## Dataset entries

PR #7404, opened 2022-02-04
refactor: Make public builder props getters

suneettipirneni:

Stores raw api data in a `data` object and allows access to builder properties via getters.

### Rationale

There's quite a few benefits in using getters for builders:

- Currently builders relies on `Reflect#set` which is much slower than direct prop assignment, in one benchmark [I did it was waaay slower than direct assignment](https://www.measurethat.net/Benchmarks/ShowResult/263962). Beyond performance `Reflect#set` is less typesafe since property keys are strings and it allows values to be set as `any`. This PR removes the usage of these methods, and preserves the `readonly` nature of the fields.

- The classes are now more flexible. For example, right now if we decided to add a field to any builder class, it would be outputted in `toJSON` simply because `toJSON` just spreads `this`: `{ ...this }`. In addition, since we now have getters we can do any computation *before* a value is returned unlike a regular field.

- Constructor assignment is easy, in some cases it's just assigning `this.data = data`. `toJSON` is straightforward as well, as it's essentially just returning a copy of `this.data`.

- Allows for idiomatic js/ts class field naming. The props are simply retrieved from `this.data` so they're not constrained to any naming conventions used by the API.

### DIFF
--- a/packages/builders/src/components/ActionRow.ts
+++ b/packages/builders/src/components/ActionRow.ts
@@ -1,4 +1,4 @@
-import { type APIActionRowComponent, ComponentType } from 'discord-api-types/v9';
+import { type APIActionRowComponent, ComponentType, APIMessageComponent } from 'discord-api-types/v9';
 import type { ButtonComponent, SelectMenuComponent } from '..';
 import { Component } from './Component';
 import { createComponent } from './Components';
@@ -9,17 +9,31 @@ export type ActionRowComponent = ButtonComponent | SelectMenuComponent;
 
 // TODO: Add valid form component types
 
+export interface ActionRowData extends Omit<APIActionRowComponent, 'type' | 'components'> {
+	type?: ComponentType.ActionRow;
+	components?: Exclude<APIMessageComponent, APIActionRowComponent>[];
+}
+
 /**
  * Represents an action row component
  */
 export class ActionRow<T extends ActionRowComponent = ActionRowComponent> extends Component<
 	Omit<APIActionRowComponent, 'components'>
 > {
-	public readonly components: T[] = [];
+	public readonly components: T[];
 
-	public constructor({ components, ...data }: Omit<APIActionRowComponent, 'type'>) {
-		super({ type: ComponentType.ActionRow, ...data });
-		this.components = components.map(createComponent) as T[];
+	public constructor(data?: ActionRowData) {
+		// We don't destructure directly in the constructor because it can't properly
+		// handle possibly-undefined data, which causes invalid destructure runtime errors.
+		if (data?.components) {
+			const { components: initComponents, ...initData } = data;
+			super({ type: ComponentType.ActionRow, ...initData });
+		} else {
+			super({ type: ComponentType.ActionRow, ...data });
+		}
+
+		// eslint-disable-next-line @typescript-eslint/no-unnecessary-condition
+		this.components = (data?.components?.map(createComponent) ?? []) as T[];
 	}
 
 	public get type(): ComponentType.ActionRow {
--- a/packages/builders/src/components/ActionRow.ts
+++ b/packages/builders/src/components/ActionRow.ts
@@ -12,12 +12,14 @@ export type ActionRowComponent = ButtonComponent | SelectMenuComponent;
 /**
  * Represents an action row component
  */
-export class ActionRow<T extends ActionRowComponent = ActionRowComponent> extends Component<APIActionRowComponent> {
+export class ActionRow<T extends ActionRowComponent = ActionRowComponent> extends Component<
+	Omit<APIActionRowComponent, 'components'>
+> {
 	public readonly components: T[] = [];
 
-	public constructor(data?: APIActionRowComponent & { type?: ComponentType.ActionRow }) {
+	public constructor({ components, ...data }: Omit<APIActionRowComponent, 'type'>) {
 		super({ type: ComponentType.ActionRow, ...data });
-		this.components = (data?.components.map(createComponent) ?? []) as T[];
+		this.components = components.map(createComponent) as T[];
 	}
 
 	public get type(): ComponentType.ActionRow {
--- a/packages/builders/src/components/ActionRow.ts
+++ b/packages/builders/src/components/ActionRow.ts
@@ -12,8 +12,7 @@ export type ActionRowComponent = ButtonComponent | SelectMenuComponent;
 /**
  * Represents an action row component
  */
-export class ActionRow<T extends ActionRowComponent = ActionRowComponent> extends Component {
-	protected declare data: APIActionRowComponent;
+export class ActionRow<T extends ActionRowComponent = ActionRowComponent> extends Component<APIActionRowComponent> {
 	public readonly components: T[] = [];
 
 	public constructor(data?: APIActionRowComponent & { type?: ComponentType.ActionRow }) {
--- a/packages/builders/src/components/ActionRow.ts
+++ b/packages/builders/src/components/ActionRow.ts
@@ -17,8 +17,7 @@ export class ActionRow<T extends ActionRowComponent = ActionRowComponent> extend
 	public readonly components: T[] = [];
 
 	public constructor(data?: APIActionRowComponent & { type?: ComponentType.ActionRow }) {
-		super(data);
-		this.data.type ??= ComponentType.ActionRow;
+		super({ type: ComponentType.ActionRow, ...data });
 		this.components = (data?.components.map(createComponent) ?? []) as T[];
 	}
 
@@ -41,8 +40,7 @@ export class ActionRow<T extends ActionRowComponent = ActionRowComponent> extend
 	 * @param components The components to set this row to
 	 */
 	public setComponents(components: T[]) {
-		this.components.slice(0, this.components.length);
-		this.components.push(...components);
+		this.components.splice(0, this.components.length, ...components);
 		return this;
 	}
 
--- a/packages/builders/src/components/ActionRow.ts
+++ b/packages/builders/src/components/ActionRow.ts
@@ -36,10 +36,6 @@ export class ActionRow<T extends ActionRowComponent = ActionRowComponent> extend
 		this.components = (data?.components?.map(createComponent) ?? []) as T[];
 	}
 
-	public get type(): ComponentType.ActionRow {
-		return this.data.type;
-	}
-
 	/**
 	 * Adds components to this action row.
 	 * @param components The components to add to this action row.
--- a/packages/builders/src/components/ActionRow.ts
+++ b/packages/builders/src/components/ActionRow.ts
@@ -1,6 +1,6 @@
-import { APIActionRowComponent, ComponentType } from 'discord-api-types/v9';
+import { type APIActionRowComponent, ComponentType } from 'discord-api-types/v9';
 import type { ButtonComponent, SelectMenuComponent } from '..';
-import type { Component } from './Component';
+import { Component } from './Component';
 import { createComponent } from './Components';
 
 export type MessageComponent = ActionRowComponent | ActionRow;
@@ -12,12 +12,18 @@ export type ActionRowComponent = ButtonComponent | SelectMenuComponent;
 /**
  * Represents an action row component
  */
-export class ActionRow<T extends ActionRowComponent = ActionRowComponent> implements Component {
+export class ActionRow<T extends ActionRowComponent = ActionRowComponent> extends Component {
+	protected declare data: APIActionRowComponent;
 	public readonly components: T[] = [];
-	public readonly type = ComponentType.ActionRow;
 
 	public constructor(data?: APIActionRowComponent & { type?: ComponentType.ActionRow }) {
+		super(data);
+		this.data.type ??= ComponentType.ActionRow;
 		this.components = (data?.components.map(createComponent) ?? []) as T[];
+	}
+
+	public get type(): ComponentType.ActionRow {
+		return this.data.type;
 	}
 
 	/**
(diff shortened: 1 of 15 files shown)


packages/builders/src/components/selectMenu/UnsafeSelectMenu.ts
```diff
@@ -1,45 +1,60 @@
...
-		this.placeholder = data?.placeholder;
-		this.min_values = data?.min_values;
-		this.max_values = data?.max_values;
-		/* eslint-disable @typescript-eslint/non-nullable-type-assertion-style */
-		this.custom_id = data?.custom_id as string;
-		/* eslint-enable @typescript-eslint/non-nullable-type-assertion-style */
-		this.disabled = data?.disabled;
+		super(data);
+		this.data.type ??= ComponentType.SelectMenu;
+		this.data.options ??= [];
```
kyranet, line 15: Please do not mutate input, and since we're mutating it... let's clone it.
```suggestion
		super({ type: ComponentType.SelectMenu, optioms: [], ...data });
```

packages/builders/src/components/Component.ts
```diff
@@ -3,13 +3,23 @@ import type { APIMessageComponent, ComponentType } from 'discord-api-types/v9';
 /**
  * Represents a discord component
  */
-export interface Component {
+export abstract class Component {
+	/**
+	 * The api data associated with this component
+	 */
+	protected data!: APIMessageComponent;
```
kyranet, line 10: Is the assertion needed? It seems set in the constructor.

packages/builders/src/components/ActionRow.ts
```diff
@@ -35,13 +41,14 @@ export class ActionRow<T extends ActionRowComponent = ActionRowComponent> implem
 	 * @param components The components to set this row to
 	 */
 	public setComponents(components: T[]) {
-		Reflect.set(this, 'components', [...components]);
+		this.components.slice(0, this.components.length);
+		this.components.push(...components);
```
kyranet, line 45:
```suggestion
		this.components.splice(0, this.components.length, ...components);
```

packages/builders/src/components/ActionRow.ts
```diff
@@ -12,14 +12,20 @@ export type ActionRowComponent = ButtonComponent | SelectMenuComponent;
...
  */
-export class ActionRow<T extends ActionRowComponent = ActionRowComponent> implements Component {
+export class ActionRow<T extends ActionRowComponent = ActionRowComponent> extends Component {
+	protected declare data: APIActionRowComponent;
 	public readonly components: T[] = [];
-	public readonly type = ComponentType.ActionRow;
 
 	public constructor(data?: APIActionRowComponent & { type?: ComponentType.ActionRow }) {
+		super(data);
+		this.data.type ??= ComponentType.ActionRow;
```
kyranet, line 21:
```suggestion
		super({ type: ComponentType.ActionRow, ...data });
```

packages/builders/src/components/selectMenu/UnsafeSelectMenu.ts
```diff
@@ -84,15 +99,16 @@ export class UnsafeSelectMenuComponent implements Component {
 	 * Sets the options on this select menu
 	 * @param options The options to set on this select menu
 	 */
-	public setOptions(options: SelectMenuOption[]) {
-		Reflect.set(this, 'options', [...options]);
+	public setOptions(options: UnsafeSelectMenuOption[]) {
+		this.options.splice(0, this.options.length);
+		this.options.push(...options);
```
kyranet, line 104:
```suggestion
		this.options.splice(0, this.options.length, ...options);
```

packages/builders/src/components/ActionRow.ts
kyranet: Also, just saying... this needs an unit test if nothing failed with this change, specially since `.slice` does not mutate the source array.

kyranet: As a side note, shouldn't we clone the array and do a direct assignment just like the old code did? This way we don't mutate input.

packages/builders/src/messages/embed/UnsafeEmbed.ts
```diff
@@ -22,80 +13,97 @@ export interface FooterOptions {
 }
 
 export class UnsafeEmbed implements APIEmbed {
+	protected data!: APIEmbed;
+
+	public constructor(data: APIEmbed = {}) {
+		this.data = data;
+		this.data.fields = data.fields ?? [];
```
kyranet, line 20:
```suggestion
		this.data = { fields: [], ...data };
```

packages/builders/src/messages/embed/UnsafeEmbed.ts
```diff
@@ -22,80 +13,97 @@ export interface FooterOptions {
...
+	public get video() {
+		return this.data.video;
+	}
 
 	/**
 	 * The embed author data
 	 */
-	public readonly author?: APIEmbedAuthor;
+	public get author() {
+		return this.data.author;
```
kyranet, line 92: JFYI, `embed.author.icon_url` is still a thing. Should we not map it?

packages/builders/src/messages/embed/UnsafeEmbed.ts
```diff
@@ -22,80 +13,97 @@ export interface FooterOptions {
...
-		this.image = data.image;
-		this.video = data.video;
-		this.author = data.author;
-		this.provider = data.provider;
-		this.footer = data.footer;
-		this.fields = data.fields ?? [];
-
-		if (data.timestamp) this.timestamp = new Date(data.timestamp).toISOString();
+	public get footer() {
+		return this.data.footer;
```
kyranet, line 106: Same here (`embed.footer.icon_url`).

kyranet (changes requested):

packages/builders/src/components/ActionRow.ts
suneettipirneni: > Also, just saying... this needs an unit test if nothing failed with this change, specially since `.slice` does not mutate the source array.

The source array gets overwritten in toJSON()

kyranet: I'm saying that `this.components.slice(0, this.components.length);` without return or assignment is basically a NOP.

packages/builders/src/components/Component.ts
```diff
@@ -1,15 +1,27 @@
...
+	public abstract readonly type: ComponentType;
+
 	/**
 	 * Converts this component to an API-compatible JSON object
 	 */
-	toJSON: () => APIMessageComponent;
+	public abstract toJSON(): APIMessageComponent;
+
+	public constructor(data: APIBaseMessageComponent<ComponentType>) {
+		this.data = data as DataType;
```
kyranet, line 25:
```suggestion
	public constructor(data: DataType) {
		this.data = data;
```

packages/builders/src/components/selectMenu/UnsafeSelectMenu.ts
```diff
@@ -1,45 +1,60 @@
...
-		this.disabled = data?.disabled;
+export class UnsafeSelectMenuComponent extends Component<Omit<APISelectMenuComponent, 'options'>> {
+	public readonly options: UnsafeSelectMenuOption[] = [];
+
+	public constructor(
+		data?: APISelectMenuComponent & { type?: ComponentType.SelectMenu; options?: APISelectMenuOption[] },
+	) {
+		super({ type: ComponentType.SelectMenu, ...data });
+		// eslint-disable-next-line @typescript-eslint/no-unnecessary-condition
+		this.options = data?.options?.map((o) => new UnsafeSelectMenuOption(o)) ?? [];
```
kyranet, line 16: Same as `ActionRow`, `options` is being passed to super, which makes `usmc.data.options` and `usmc.options` both exist with mismatching values after using `usmc.addOptions()` or `usmc.setOptions()`.

The way to fix this is by changing the `data` parameter to `{ options, ...data }`.

packages/builders/src/components/ActionRow.ts
```diff
@@ -12,14 +12,18 @@ export type ActionRowComponent = ButtonComponent | SelectMenuComponent;
...
  * Represents an action row component
  */
-export class ActionRow<T extends ActionRowComponent = ActionRowComponent> implements Component {
+export class ActionRow<T extends ActionRowComponent = ActionRowComponent> extends Component<APIActionRowComponent> {
 	public readonly components: T[] = [];
-	public readonly type = ComponentType.ActionRow;
 
 	public constructor(data?: APIActionRowComponent & { type?: ComponentType.ActionRow }) {
+		super({ type: ComponentType.ActionRow, ...data });
 		this.components = (data?.components.map(createComponent) ?? []) as T[];
```
kyranet, line 20: Do we want to have `ar.data.components` and `ar.components`, even mismatching in values after using `ar.setComponents()` or `ar.addComponents()`?

The way to fix this is by changing the `data` parameter to `{ components, ...data }`.

Also make sure to edit the extends so it omits `components` just like `UnsafeSelectMenuComponent` does.

packages/builders/src/messages/embed/UnsafeEmbed.ts
```diff
@@ -1,101 +1,144 @@
...
+		this.data = { fields: [], ...data };
+		if (data.timestamp) this.data.timestamp = new Date(data.timestamp).toISOString();
+	}
+
 	/**
 	 * An array of fields of this embed
 	 */
-	public readonly fields: APIEmbedField[];
+	public get fields() {
+		return this.data.fields ?? [];
```
kyranet, line 40: Is the `?? []` needed? We're always ensuring an array in the constructor.

kyranet: Alternatively, we could just not initialise fields (but keep `this.data = { ...data }` to clone the object) and then create the array if it doesn't exist in the field methods, this way we save some memory when initialising embeds since we won't be instantiating an array all the time, even for objects that don't have them.

kyranet (changes requested):

kyranet (approved):
I still don't like that UnsafeEmbed always instantiates fields, but w/e, everything else LGTM.

suneettipirneni:
> I still don't like that UnsafeEmbed always instantiates fields, but w/e, everything else LGTM.

I've made the `fields` prop on embeds lazily initialized.

packages/builders/src/messages/embed/UnsafeEmbed.ts
```diff
@@ -126,7 +169,8 @@ export class UnsafeEmbed implements APIEmbed {
 	 * @param fields The fields to add
 	 */
 	public addFields(...fields: APIEmbedField[]): this {
-		this.fields.push(...Embed.normalizeFields(...fields));
+		if (!this.data.fields) this.data.fields = [];
+		this.fields?.push(...Embed.normalizeFields(...fields));
```
almeidx, line 173: Why is this using the `fields` getter? Also, should use the UnsafeEmbed class as to not perform validation
```suggestion
		this.data.fields ??= [];
		this.data.fields.push(...UnsafeEmbed.normalizeFields(...fields));
```

packages/builders/src/messages/embed/UnsafeEmbed.ts
```diff
@@ -138,7 +182,7 @@ export class UnsafeEmbed implements APIEmbed {
 	 * @param fields The replacing field objects
 	 */
 	public spliceFields(index: number, deleteCount: number, ...fields: APIEmbedField[]): this {
-		this.fields.splice(index, deleteCount, ...Embed.normalizeFields(...fields));
+		this.fields?.splice(index, deleteCount, ...Embed.normalizeFields(...fields));
```
almeidx, line 185: `data` property + `UnsafeEmbed` instead of `Embed`
```suggestion
		this.data.fields?.splice(index, deleteCount, ...UnsafeEmbed.normalizeFields(...fields));
```

packages/builders/src/messages/embed/UnsafeEmbed.ts
```diff
@@ -147,7 +191,7 @@ export class UnsafeEmbed implements APIEmbed {
 	 * @param fields The fields to set
 	 */
 	public setFields(...fields: APIEmbedField[]) {
-		this.spliceFields(0, this.fields.length, ...fields);
+		this.spliceFields(0, this.fields?.length ?? 0, ...fields);
```
almeidx, line 194:
```suggestion
		this.spliceFields(0, this.data.fields?.length ?? 0, ...fields);
```

packages/builders/src/messages/embed/UnsafeEmbed.ts
```diff
@@ -105,7 +148,7 @@ export class UnsafeEmbed implements APIEmbed {
 		return (
 			(this.title?.length ?? 0) +
 			(this.description?.length ?? 0) +
-			this.fields.reduce((prev, curr) => prev + curr.name.length + curr.value.length, 0) +
+			(this.fields ?? []).reduce((prev, curr) => prev + curr.name.length + curr.value.length, 0) +
 			(this.footer?.text.length ?? 0) +
 			(this.author?.name.length ?? 0)
 		);
```
almeidx, line 154: Shouldn't all of these be using the `data` property instead of the getters?
```suggestion
		return (
			(this.data.title?.length ?? 0) +
			(this.data.description?.length ?? 0) +
			(this.data.fields ?? []).reduce((prev, curr) => prev + curr.name.length + curr.value.length, 0) +
			(this.data.footer?.text.length ?? 0) +
			(this.data.author?.name.length ?? 0)
		);
```

packages/builders/src/messages/embed/UnsafeEmbed.ts
```diff
@@ -1,101 +1,144 @@
...
+		};
+	}
 
 	/**
 	 * Received video data
 	 */
-	public readonly video?: APIEmbedVideo;
+	public get video(): APIEmbedVideo | undefined {
+		if (!this.data.video) return undefined;
+		return this.data.video;
```
almeidx, line 109:
```suggestion
		return this.data.video;
```

almeidx (changes requested):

## Task prompt
If a line in the entries contains "DataType", copy it.

## Output
+		this.data = data as DataType;
	public constructor(data: DataType) {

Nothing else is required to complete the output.